_Your instructions_. Look for "commented" in each line of the entries, and return the matching lines.

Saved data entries
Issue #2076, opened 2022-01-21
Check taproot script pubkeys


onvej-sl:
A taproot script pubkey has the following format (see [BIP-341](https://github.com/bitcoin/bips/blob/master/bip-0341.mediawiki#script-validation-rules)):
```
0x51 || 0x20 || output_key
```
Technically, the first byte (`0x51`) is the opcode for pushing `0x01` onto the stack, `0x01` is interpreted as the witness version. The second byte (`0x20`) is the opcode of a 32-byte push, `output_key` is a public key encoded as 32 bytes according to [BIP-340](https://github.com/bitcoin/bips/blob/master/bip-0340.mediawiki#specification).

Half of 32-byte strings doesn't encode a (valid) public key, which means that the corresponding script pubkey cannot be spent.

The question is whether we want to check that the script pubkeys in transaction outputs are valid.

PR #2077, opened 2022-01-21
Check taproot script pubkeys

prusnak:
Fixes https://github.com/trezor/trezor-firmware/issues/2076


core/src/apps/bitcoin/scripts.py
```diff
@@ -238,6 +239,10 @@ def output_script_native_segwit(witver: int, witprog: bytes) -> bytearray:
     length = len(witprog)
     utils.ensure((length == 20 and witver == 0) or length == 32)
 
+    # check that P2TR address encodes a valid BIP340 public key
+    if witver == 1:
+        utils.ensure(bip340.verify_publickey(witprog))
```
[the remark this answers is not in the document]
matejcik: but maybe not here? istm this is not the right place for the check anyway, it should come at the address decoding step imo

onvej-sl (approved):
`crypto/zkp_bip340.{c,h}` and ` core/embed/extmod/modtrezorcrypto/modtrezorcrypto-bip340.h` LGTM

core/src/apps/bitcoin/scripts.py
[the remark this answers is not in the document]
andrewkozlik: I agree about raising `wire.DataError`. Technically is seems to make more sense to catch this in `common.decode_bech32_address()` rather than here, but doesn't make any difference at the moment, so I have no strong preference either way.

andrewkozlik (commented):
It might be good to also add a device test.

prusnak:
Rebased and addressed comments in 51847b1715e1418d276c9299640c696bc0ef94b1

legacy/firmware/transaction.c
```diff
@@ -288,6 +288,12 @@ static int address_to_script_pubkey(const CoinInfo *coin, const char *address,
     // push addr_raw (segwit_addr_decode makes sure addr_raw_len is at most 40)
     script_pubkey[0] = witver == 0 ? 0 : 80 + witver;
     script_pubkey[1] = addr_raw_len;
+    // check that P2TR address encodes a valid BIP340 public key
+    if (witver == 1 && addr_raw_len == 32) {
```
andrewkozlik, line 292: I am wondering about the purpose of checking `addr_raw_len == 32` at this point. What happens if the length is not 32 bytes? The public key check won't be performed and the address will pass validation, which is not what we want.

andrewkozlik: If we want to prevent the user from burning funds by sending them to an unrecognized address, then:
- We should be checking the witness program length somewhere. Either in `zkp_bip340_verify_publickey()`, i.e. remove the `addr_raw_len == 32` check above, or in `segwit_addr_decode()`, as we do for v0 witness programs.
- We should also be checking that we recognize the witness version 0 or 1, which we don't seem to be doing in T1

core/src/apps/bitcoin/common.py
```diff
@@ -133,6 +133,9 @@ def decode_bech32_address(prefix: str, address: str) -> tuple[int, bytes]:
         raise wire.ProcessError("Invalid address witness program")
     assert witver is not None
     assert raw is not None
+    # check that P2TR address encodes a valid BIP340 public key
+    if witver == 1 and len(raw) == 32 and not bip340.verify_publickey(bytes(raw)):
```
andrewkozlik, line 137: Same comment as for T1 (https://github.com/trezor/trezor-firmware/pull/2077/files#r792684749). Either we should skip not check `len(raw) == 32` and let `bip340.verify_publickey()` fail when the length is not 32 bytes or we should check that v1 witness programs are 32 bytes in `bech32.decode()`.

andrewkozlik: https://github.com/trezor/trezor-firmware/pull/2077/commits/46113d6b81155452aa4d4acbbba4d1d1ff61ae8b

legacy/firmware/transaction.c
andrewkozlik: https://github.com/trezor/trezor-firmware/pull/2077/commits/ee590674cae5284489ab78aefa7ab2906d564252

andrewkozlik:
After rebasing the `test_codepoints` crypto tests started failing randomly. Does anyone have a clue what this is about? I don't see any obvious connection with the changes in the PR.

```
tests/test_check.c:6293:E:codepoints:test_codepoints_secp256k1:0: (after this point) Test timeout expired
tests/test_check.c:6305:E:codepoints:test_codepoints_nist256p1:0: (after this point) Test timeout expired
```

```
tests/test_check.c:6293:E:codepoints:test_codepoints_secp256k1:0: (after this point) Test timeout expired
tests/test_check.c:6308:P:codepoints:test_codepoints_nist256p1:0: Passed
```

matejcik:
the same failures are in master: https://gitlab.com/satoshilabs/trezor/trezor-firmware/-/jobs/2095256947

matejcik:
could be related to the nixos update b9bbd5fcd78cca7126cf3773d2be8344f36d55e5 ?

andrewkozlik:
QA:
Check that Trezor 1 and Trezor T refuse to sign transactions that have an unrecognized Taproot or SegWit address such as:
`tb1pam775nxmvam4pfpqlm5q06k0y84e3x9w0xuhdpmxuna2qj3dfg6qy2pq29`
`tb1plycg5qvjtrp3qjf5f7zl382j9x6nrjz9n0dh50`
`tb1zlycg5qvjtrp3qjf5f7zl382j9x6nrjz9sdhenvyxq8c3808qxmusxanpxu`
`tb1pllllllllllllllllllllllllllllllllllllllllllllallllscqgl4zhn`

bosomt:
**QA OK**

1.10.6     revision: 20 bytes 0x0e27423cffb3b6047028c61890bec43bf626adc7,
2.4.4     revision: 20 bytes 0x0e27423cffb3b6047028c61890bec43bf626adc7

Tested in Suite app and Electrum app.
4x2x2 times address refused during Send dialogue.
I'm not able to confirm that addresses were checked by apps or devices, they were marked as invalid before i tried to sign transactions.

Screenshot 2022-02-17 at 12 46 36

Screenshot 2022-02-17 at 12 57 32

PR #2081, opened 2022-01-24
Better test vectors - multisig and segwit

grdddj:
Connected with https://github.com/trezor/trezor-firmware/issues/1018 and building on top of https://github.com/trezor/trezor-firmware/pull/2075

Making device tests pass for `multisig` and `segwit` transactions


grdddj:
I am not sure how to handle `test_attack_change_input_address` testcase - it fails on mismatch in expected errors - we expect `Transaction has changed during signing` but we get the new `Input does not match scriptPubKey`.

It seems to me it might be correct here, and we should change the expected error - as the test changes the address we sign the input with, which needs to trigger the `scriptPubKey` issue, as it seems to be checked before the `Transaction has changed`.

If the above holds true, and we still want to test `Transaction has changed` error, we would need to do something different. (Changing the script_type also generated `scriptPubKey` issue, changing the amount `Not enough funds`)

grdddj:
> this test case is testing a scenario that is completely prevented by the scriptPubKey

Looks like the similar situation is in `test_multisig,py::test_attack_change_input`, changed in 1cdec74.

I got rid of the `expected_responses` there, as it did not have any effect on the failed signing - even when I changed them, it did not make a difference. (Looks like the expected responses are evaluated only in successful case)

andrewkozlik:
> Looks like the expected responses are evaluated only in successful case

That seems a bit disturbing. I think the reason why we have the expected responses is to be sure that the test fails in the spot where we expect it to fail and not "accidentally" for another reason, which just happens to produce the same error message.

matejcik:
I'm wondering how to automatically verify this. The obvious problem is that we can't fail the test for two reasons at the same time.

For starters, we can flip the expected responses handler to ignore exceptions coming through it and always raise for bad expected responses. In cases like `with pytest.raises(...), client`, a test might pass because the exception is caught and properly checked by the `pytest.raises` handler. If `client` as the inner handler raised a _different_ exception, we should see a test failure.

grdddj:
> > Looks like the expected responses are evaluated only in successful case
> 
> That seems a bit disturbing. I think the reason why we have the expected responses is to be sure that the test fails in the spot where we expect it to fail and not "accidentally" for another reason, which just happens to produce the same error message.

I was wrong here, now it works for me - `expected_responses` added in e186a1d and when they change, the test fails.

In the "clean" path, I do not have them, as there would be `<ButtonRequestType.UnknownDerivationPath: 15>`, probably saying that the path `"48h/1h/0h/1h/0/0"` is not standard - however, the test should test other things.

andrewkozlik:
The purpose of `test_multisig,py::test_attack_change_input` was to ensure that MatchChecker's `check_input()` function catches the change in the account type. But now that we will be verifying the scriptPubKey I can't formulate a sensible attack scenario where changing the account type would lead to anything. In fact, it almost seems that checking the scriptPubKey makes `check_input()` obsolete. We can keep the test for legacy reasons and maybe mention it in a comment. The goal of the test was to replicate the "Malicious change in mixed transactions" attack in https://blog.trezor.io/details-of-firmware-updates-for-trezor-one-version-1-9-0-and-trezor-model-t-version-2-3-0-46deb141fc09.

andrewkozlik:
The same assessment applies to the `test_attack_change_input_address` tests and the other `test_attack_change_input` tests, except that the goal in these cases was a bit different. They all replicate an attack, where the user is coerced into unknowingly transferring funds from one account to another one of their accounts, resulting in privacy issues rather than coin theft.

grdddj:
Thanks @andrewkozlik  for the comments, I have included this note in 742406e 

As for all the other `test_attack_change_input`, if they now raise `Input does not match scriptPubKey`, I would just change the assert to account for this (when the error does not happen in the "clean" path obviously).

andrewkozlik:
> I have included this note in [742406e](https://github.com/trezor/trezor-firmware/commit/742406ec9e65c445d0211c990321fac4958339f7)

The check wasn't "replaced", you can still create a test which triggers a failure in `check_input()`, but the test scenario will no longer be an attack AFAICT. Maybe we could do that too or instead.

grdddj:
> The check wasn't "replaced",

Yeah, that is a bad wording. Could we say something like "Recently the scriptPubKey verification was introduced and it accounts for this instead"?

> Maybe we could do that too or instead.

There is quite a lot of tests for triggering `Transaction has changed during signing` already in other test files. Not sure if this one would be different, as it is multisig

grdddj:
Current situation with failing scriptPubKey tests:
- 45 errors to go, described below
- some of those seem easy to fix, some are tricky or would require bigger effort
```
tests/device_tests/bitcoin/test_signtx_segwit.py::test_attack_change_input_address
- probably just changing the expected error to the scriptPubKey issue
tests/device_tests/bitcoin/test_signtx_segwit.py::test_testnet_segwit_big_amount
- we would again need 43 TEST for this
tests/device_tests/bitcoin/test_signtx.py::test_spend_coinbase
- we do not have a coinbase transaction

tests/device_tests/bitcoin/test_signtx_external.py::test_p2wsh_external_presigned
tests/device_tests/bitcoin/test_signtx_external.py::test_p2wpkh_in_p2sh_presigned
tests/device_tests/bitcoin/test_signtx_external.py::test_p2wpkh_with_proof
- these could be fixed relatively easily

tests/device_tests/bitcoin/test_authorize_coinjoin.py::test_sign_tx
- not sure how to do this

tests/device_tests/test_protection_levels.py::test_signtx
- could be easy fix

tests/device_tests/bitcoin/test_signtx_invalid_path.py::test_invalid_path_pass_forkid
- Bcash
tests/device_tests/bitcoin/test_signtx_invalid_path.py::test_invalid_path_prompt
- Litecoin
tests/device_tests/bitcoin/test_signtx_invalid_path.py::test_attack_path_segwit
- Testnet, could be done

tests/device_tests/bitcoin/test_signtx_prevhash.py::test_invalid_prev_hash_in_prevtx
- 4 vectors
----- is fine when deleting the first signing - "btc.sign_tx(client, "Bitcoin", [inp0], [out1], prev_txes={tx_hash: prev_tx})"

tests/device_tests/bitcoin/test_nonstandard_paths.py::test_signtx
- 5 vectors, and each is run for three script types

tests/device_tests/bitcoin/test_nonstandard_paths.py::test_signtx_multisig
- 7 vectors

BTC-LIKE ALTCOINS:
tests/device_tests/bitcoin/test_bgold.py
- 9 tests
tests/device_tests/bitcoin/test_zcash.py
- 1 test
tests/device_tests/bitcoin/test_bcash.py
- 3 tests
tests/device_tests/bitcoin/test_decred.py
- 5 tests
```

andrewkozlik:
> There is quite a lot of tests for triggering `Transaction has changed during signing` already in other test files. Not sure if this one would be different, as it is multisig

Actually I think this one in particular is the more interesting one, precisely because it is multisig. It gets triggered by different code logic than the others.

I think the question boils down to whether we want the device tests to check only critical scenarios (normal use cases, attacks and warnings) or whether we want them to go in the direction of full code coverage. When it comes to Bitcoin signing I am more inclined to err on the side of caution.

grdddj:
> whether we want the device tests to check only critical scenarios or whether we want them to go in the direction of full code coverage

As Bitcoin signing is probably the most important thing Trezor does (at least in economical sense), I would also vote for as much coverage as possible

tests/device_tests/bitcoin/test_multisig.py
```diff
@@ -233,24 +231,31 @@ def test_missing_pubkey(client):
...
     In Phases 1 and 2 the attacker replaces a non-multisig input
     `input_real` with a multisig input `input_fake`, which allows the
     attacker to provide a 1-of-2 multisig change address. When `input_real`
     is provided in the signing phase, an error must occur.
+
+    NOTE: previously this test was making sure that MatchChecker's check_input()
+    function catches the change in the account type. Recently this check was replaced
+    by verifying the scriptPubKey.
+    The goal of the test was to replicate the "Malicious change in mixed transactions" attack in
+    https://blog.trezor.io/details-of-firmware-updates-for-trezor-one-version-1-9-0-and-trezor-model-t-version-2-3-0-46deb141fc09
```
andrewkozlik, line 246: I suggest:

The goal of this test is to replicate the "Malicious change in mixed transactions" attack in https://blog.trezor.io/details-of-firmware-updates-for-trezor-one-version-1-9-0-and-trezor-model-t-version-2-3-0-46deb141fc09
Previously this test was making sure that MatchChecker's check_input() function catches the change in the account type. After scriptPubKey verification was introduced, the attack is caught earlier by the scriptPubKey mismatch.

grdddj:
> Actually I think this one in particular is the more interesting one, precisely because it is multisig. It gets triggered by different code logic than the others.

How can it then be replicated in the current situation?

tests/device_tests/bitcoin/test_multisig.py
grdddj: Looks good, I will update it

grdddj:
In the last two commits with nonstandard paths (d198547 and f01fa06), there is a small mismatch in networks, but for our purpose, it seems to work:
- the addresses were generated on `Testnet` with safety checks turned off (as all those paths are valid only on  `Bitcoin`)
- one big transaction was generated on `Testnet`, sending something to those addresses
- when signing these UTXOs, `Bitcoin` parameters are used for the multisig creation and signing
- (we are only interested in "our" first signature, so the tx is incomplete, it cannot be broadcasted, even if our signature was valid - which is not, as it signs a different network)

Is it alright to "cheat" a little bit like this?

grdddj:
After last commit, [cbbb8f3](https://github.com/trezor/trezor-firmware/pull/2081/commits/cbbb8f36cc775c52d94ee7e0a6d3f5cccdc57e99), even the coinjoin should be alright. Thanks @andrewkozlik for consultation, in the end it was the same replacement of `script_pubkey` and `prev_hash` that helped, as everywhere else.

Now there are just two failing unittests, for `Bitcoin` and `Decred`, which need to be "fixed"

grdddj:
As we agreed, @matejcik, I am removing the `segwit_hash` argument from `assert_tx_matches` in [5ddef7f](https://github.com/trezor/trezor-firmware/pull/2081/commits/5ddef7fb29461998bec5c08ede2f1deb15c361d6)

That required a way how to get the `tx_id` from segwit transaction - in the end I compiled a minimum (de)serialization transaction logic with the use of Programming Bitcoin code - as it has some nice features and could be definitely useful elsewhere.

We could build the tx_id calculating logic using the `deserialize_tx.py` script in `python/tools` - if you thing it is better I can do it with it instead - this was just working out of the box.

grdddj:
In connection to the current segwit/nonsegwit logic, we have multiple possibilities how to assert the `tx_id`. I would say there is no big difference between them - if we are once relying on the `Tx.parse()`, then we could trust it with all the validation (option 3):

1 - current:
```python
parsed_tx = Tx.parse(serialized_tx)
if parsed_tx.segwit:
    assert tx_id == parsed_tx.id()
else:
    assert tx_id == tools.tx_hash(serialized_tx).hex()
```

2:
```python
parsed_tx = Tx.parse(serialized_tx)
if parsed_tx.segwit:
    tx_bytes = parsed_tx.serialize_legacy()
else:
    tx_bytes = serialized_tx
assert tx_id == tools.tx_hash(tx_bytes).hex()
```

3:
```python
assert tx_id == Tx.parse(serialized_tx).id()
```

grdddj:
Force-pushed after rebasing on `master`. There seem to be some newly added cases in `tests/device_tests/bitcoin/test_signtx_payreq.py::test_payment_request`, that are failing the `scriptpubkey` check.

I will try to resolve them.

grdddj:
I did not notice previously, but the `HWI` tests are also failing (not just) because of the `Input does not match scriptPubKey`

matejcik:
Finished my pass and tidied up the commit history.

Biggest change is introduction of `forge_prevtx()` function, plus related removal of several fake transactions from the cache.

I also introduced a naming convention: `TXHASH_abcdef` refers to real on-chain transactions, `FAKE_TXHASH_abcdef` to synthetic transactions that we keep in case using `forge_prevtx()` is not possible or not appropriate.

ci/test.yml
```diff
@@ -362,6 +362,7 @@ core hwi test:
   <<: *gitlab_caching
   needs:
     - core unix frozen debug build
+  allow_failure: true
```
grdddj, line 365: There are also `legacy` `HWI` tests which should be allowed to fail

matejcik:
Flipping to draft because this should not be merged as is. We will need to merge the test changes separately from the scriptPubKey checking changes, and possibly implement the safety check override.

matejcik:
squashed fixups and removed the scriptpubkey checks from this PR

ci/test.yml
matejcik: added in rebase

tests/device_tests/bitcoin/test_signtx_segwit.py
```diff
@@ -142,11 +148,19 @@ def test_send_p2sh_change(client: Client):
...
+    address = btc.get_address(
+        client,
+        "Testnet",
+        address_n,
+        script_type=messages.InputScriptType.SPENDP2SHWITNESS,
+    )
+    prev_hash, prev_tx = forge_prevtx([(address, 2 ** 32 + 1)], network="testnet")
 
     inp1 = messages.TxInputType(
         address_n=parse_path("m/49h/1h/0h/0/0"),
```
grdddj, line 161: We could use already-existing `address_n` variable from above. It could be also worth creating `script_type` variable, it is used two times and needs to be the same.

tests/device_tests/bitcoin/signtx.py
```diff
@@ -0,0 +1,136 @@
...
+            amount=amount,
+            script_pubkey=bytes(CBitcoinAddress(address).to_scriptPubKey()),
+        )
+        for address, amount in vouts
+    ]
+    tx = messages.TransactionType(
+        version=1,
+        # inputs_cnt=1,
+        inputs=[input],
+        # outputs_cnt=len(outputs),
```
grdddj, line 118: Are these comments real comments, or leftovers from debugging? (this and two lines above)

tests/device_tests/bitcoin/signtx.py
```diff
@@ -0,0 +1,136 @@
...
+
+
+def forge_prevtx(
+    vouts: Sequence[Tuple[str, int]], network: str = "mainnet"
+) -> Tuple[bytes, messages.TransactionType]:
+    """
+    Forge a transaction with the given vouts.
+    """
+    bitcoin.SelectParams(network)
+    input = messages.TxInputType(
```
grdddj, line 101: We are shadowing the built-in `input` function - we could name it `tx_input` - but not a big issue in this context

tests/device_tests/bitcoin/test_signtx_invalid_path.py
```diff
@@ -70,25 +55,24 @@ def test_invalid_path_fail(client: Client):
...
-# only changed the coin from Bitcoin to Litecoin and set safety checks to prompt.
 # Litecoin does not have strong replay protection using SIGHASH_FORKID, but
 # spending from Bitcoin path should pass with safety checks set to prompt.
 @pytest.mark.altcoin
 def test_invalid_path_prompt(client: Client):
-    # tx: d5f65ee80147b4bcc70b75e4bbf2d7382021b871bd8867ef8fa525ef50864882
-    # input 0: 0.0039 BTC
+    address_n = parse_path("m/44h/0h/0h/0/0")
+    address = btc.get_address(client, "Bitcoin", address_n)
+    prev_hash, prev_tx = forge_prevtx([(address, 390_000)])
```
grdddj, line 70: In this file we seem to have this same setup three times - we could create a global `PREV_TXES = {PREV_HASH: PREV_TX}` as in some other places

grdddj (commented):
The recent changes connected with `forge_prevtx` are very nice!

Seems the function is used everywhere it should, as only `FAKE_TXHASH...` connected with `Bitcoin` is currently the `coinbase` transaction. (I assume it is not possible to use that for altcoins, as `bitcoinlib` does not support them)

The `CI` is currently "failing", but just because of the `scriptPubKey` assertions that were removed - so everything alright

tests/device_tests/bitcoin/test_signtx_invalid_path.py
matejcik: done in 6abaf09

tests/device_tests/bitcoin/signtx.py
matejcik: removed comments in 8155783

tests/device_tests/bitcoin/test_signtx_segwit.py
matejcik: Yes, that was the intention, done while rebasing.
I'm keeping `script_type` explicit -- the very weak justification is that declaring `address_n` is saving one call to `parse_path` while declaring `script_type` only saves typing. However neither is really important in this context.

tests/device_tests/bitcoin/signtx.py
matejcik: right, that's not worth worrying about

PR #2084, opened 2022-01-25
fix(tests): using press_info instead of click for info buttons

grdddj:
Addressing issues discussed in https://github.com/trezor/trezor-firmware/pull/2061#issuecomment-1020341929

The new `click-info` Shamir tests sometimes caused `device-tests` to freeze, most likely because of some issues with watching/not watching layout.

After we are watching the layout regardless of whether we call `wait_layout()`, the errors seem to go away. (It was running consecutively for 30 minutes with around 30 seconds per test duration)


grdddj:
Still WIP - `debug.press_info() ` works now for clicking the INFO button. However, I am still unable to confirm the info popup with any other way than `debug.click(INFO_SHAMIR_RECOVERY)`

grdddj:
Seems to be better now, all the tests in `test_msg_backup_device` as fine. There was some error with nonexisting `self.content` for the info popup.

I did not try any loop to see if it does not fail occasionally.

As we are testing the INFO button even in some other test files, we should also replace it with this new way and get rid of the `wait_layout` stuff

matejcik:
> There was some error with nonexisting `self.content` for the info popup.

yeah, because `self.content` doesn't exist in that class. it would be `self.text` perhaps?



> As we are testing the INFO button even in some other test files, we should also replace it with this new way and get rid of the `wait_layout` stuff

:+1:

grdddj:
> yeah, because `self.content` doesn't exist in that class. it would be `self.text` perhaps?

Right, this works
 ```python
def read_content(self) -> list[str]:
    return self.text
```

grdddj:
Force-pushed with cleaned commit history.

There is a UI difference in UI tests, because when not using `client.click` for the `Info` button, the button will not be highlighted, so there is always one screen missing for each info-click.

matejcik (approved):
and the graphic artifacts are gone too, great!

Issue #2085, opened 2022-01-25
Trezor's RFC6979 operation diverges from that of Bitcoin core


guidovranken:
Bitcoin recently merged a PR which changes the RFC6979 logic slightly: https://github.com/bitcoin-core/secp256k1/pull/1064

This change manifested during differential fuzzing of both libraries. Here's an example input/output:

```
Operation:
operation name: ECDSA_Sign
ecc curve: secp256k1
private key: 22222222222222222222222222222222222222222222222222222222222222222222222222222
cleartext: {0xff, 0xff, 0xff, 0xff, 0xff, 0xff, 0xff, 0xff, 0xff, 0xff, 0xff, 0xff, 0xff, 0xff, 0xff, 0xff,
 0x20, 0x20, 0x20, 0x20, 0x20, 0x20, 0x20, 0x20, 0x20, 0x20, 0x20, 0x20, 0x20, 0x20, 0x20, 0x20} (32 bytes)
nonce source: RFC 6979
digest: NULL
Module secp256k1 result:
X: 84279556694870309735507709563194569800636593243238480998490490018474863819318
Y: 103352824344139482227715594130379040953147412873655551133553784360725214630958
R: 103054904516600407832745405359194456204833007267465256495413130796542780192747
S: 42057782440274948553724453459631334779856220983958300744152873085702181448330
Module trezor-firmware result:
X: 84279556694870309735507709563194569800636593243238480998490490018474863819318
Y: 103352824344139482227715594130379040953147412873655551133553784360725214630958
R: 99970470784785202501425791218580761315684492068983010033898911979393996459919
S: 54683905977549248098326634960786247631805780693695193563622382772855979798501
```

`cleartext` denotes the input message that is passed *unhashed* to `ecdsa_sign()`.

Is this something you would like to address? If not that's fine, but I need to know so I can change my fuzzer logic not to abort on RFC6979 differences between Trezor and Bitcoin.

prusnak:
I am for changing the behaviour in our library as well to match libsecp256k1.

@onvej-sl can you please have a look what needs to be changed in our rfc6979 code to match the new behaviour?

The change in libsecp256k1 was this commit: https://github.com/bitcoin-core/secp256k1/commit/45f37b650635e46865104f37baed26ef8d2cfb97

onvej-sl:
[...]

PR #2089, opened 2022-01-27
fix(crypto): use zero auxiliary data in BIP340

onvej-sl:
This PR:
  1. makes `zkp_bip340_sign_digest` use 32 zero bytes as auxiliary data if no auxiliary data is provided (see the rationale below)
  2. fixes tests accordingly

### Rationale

_The answer_.
andrewkozlik (commented):
grdddj (commented):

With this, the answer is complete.